● WORK TO BE COMPLETED
Your task is to copy each line of the material below that includes "protocol".

[MATERIAL FOR THIS TASK — start]

PR #667, opened 2021-07-05
Updated Upstream (BungeeCord)

LemonCaramel:
~~Supports upcoming 1.17.1 protocol.~~

~~There is no significant protocol difference between 1.17 and 1.17.1 snapshots, so adding a protocol ID can expect normal operation.~~

~~This patch should be either removed or close(PR) when BungeeCord supports 1.17.1~~

Bungeecord 1.17.1 has been released. Switch this PR to an upstream update.


Xernium (approved):

Xernium:
@electronicboy Go now MERGE

kennytv (approved):
pufferfish

PR #13, opened 2022-07-12
Node 16 support

genygilles:
## Description

NodeJS 12 security support ended 30 Apr 2022: https://endoflife.date/nodejs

[MATERIAL FOR THIS TASK — finish]

● RESPONSE
~~Supports upcoming 1.17.1 protocol.~~
~~There is no significant protocol difference between 1.17 and 1.17.1 snapshots, so adding a protocol ID can expect normal operation.~~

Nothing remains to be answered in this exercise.